▸ **ASSIGNMENT**
Reproduce word for word the line that contains "-35,6 +35,10 @@" and each line that follows it, stopping after the final line of the material.

[[ RECORDS FOR THE EXERCISE open ]]

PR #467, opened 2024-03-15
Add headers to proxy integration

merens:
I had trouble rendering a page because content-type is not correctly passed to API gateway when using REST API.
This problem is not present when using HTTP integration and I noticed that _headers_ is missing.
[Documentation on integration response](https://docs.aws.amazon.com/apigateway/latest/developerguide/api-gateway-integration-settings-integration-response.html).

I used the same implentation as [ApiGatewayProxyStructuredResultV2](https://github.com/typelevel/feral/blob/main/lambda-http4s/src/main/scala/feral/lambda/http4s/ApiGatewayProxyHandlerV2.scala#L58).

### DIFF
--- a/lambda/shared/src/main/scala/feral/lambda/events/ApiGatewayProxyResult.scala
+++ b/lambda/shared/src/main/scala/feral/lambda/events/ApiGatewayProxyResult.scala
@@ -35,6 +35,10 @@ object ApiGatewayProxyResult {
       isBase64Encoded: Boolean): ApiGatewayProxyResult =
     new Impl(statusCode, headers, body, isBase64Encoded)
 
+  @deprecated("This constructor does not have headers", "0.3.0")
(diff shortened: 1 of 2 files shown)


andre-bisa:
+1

[[ RECORDS FOR THE EXERCISE closed ]]

▸ **ANSWER SECTION**
@@ -35,6 +35,10 @@ object ApiGatewayProxyResult {
       isBase64Encoded: Boolean): ApiGatewayProxyResult =
     new Impl(statusCode, headers, body, isBase64Encoded)
 
+  @deprecated("This constructor does not have headers", "0.3.0")
(diff shortened: 1 of 2 files shown)


andre-bisa:
+1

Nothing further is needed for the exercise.